Romaine Fielding (born William Grant Blandin; May 22, 1867 – December 15, 1927) was an American actor, screenwriter, and silent film director known for his dramatic westerns. He was also known as Royal A. Blandin.

==Early life and stage career==
Fielding was born in Riceville, Iowa, the son of Chester John Blandin and Almeda Bacon. He was raised by his grandparents.

Although without medical training, at one time he ran a medical practice in Kansas City, Missouri. He prospected for gold in Alaska, where he made friends with Jack London and Rex Beach, both of whom would influence his work in films. He also worked as a travel agent, machinist and railway engineer before becoming an actor under the name of Romaine Fielding.

Prior to 1908, Fielding acted in stock theater with the Morosco company in San Francisco and the Castle Square company in Boston.

==Film career==
Fielding worked for the Solax Film Company of New York before joining Philadelphia-based Lubin Studios in November 1911 at the age of 44. Despite his age, he could easily portray much younger characters.

In June 1912 Siegmund Lubin placed Fielding in charge of the Lubin Southwest Company as director, despite the fact that until then he had only acted. It was the start of a rapid rise to fame. Fielding would write and direct films as well as star in them. He broke with convention, challenging stereotypical casting of Indians and Mexicans as villains. His films often ended unexpectedly on a downbeat note.
His work was praised in the trade press for its visual beauty combined with realism.

Fielding directed films in the old streets of Tucson in 1912, then moved north to Prescott to film stories based on old west mining and Indian life. He used many local people as extras. Towards the end of 1912 he moved his company down to Nogales. In March 1913 he crossed into Mexico with his company, and was able to film the Battle of Nogales as it happened. He later directed and filmed additional battle scenes, then spliced the real and artificial footage to give the sense of the battle having been filmed from both sides. From there he took his company to Silver City, New Mexico, where he rented two houses and built an outdoor stage for shooting interior scenes. He made use of abandoned structures to film spectacular fires or explosions, which formed the highlights of his fresh and realistic films, typically dark human tragedies.

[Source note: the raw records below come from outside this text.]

PR #2278, opened 2021-04-06
Upgrade Xtext/Xtend to 2.25.0, LSP4J to 0.10.0

wborn:
For release notes, see:

https://www.eclipse.org/Xtext/releasenotes.html#/releasenotes/2021/03/02/version-2-25-0
https://github.com/eclipse/lsp4j/blob/master/CHANGELOG.md#v0100-nov-2020

Also aligns the spifly and xbean runtime dependencies with Karaf 4.3.1 which was not possible because the older Xtext required ASM 8.0.1.


features/karaf/openhab-tp/src/main/feature/feature.xml
```diff
@@ -175,9 +175,10 @@
 	</feature>
 
 	<feature name="openhab.tp-lsp4j" description="Eclipse LSP4J" version="${project.version}">
-		<capability>openhab.tp;feature=lsp4j;version=0.9.0</capability>
-		<bundle>mvn:org.eclipse.lsp4j/org.eclipse.lsp4j/0.9.0</bundle>
-		<bundle>mvn:org.eclipse.lsp4j/org.eclipse.lsp4j.jsonrpc/0.9.0</bundle>
+		<capability>openhab.tp;feature=lsp4j;version=0.10.0</capability>
+		<bundle>mvn:org.eclipse.lsp4j/org.eclipse.lsp4j/0.10.0</bundle>
+		<bundle>mvn:org.eclipse.lsp4j/org.eclipse.lsp4j.jsonrpc/0.10.0</bundle>
+		<bundle dependency="true">mvn:com.google.guava/guava/27.1-jre</bundle>
```
cweitkamp, line 181: Why Guava 27.1 here? We want rise 30.1. Don't we?

wborn: That would be nice but it is not possible because the version ranges aren't aligned and Guava doesn't use semantic versioning.

wborn: I see Guava does use semver, see [releases policy](https://github.com/google/guava/wiki/ReleasePolicy#versioning). So there are often breaking changes... so if you have many dependencies you will quickly end up with multiple versions. :-( LSP4J 0.11.0 does have a version range that supports Guava 30.1.. but Xtext first needs to be updated for that. So hopefully with Xtext 2.26.0 we can remove it again.

cweitkamp: Okay. Then we should merge this now.

cweitkamp (approved):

Fielding rented the entire Plaza Hotel in Las Vegas, New Mexico from 1913 to 1915, and renamed it the Hotel Romaine. It is still possible to see traces of that name on the brick facade.
The first film that Fielding made in Las Vegas was The Rattlesnake, a story about two rivals in love. Four more shorts were made within the next month. His five-reel thriller The Golden God employed about 5,000 local extras and featured a cavalry and artillery charge through the streets of the old town. The print for the film was lost in a fire, and there are no surviving copies. At one time he filmed a train smash at great expense. Lubin used the costly footage in five different films.

Fielding made a number of Mexican-themed western-style films and adventure films on location in California, Arizona, and New Mexico, but little of his work has survived. In July 1913 Motion Picture Story magazine announced that Fielding had come top of their readers poll with 1,311,018 votes. In 1915, Fielding built a moveable power plant to enable the Lubin company to make films at night. The four-ton unit included a generator, a 2,000-foot cable, a 13-inch searchlight, and other lights.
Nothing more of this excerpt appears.